- _Exercise instructions_
Down to the last line below, give the listing again exactly.

- _Study material_
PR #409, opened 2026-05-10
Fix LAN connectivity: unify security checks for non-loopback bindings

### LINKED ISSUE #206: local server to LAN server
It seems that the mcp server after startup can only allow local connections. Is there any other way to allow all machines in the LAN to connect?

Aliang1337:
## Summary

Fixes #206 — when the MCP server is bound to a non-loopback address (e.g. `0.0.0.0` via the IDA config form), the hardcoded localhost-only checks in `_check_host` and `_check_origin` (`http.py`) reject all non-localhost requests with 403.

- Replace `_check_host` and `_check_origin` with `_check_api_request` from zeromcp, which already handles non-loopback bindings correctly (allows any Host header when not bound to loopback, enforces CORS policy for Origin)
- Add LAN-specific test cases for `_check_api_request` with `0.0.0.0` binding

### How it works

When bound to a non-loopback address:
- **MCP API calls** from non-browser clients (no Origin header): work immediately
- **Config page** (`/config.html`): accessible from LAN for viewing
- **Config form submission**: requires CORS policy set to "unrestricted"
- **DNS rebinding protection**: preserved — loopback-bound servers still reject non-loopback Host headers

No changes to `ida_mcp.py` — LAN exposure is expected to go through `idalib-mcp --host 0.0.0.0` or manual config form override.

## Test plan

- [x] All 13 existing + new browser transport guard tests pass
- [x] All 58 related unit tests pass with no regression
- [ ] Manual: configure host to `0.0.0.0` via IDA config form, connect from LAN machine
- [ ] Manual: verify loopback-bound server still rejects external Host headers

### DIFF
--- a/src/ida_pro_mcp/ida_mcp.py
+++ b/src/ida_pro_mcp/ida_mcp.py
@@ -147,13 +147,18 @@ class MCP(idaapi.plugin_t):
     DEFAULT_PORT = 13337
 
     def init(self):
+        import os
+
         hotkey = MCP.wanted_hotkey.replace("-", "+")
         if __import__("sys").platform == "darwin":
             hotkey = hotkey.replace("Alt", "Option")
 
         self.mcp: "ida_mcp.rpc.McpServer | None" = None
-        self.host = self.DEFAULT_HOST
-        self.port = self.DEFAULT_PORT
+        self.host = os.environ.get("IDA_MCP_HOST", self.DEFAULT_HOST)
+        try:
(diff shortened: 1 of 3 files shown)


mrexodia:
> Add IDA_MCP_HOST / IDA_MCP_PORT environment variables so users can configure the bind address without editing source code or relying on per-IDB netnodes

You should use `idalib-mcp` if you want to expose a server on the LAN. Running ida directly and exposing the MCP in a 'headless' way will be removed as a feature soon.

- _Task result_
PR #409, opened 2026-05-10
Fix LAN connectivity: unify security checks for non-loopback bindings

### LINKED ISSUE #206: local server to LAN server
It seems that the mcp server after startup can only allow local connections. Is there any other way to allow all machines in the LAN to connect?

Aliang1337:
## Summary

Fixes #206 — when the MCP server is bound to a non-loopback address (e.g. `0.0.0.0` via the IDA config form), the hardcoded localhost-only checks in `_check_host` and `_check_origin` (`http.py`) reject all non-localhost requests with 403.

- Replace `_check_host` and `_check_origin` with `_check_api_request` from zeromcp, which already handles non-loopback bindings correctly (allows any Host header when not bound to loopback, enforces CORS policy for Origin)
- Add LAN-specific test cases for `_check_api_request` with `0.0.0.0` binding

### How it works

When bound to a non-loopback address:
- **MCP API calls** from non-browser clients (no Origin header): work immediately
- **Config page** (`/config.html`): accessible from LAN for viewing
- **Config form submission**: requires CORS policy set to "unrestricted"
- **DNS rebinding protection**: preserved — loopback-bound servers still reject non-loopback Host headers

No changes to `ida_mcp.py` — LAN exposure is expected to go through `idalib-mcp --host 0.0.0.0` or manual config form override.

## Test plan

- [x] All 13 existing + new browser transport guard tests pass
- [x] All 58 related unit tests pass with no regression
- [ ] Manual: configure host to `0.0.0.0` via IDA config form, connect from LAN machine
- [ ] Manual: verify loopback-bound server still rejects external Host headers

### DIFF
--- a/src/ida_pro_mcp/ida_mcp.py
+++ b/src/ida_pro_mcp/ida_mcp.py
@@ -147,13 +147,18 @@ class MCP(idaapi.plugin_t):
     DEFAULT_PORT = 13337
 
     def init(self):
+        import os
+
         hotkey = MCP.wanted_hotkey.replace("-", "+")
         if __import__("sys").platform == "darwin":
             hotkey = hotkey.replace("Alt", "Option")
 
         self.mcp: "ida_mcp.rpc.McpServer | None" = None
-        self.host = self.DEFAULT_HOST
-        self.port = self.DEFAULT_PORT
+        self.host = os.environ.get("IDA_MCP_HOST", self.DEFAULT_HOST)
+        try:
(diff shortened: 1 of 3 files shown)


mrexodia:
> Add IDA_MCP_HOST / IDA_MCP_PORT environment variables so users can configure the bind address without editing source code or relying on per-IDB netnodes

You should use `idalib-mcp` if you want to expose a server on the LAN. Running ida directly and exposing the MCP in a 'headless' way will be removed as a feature soon.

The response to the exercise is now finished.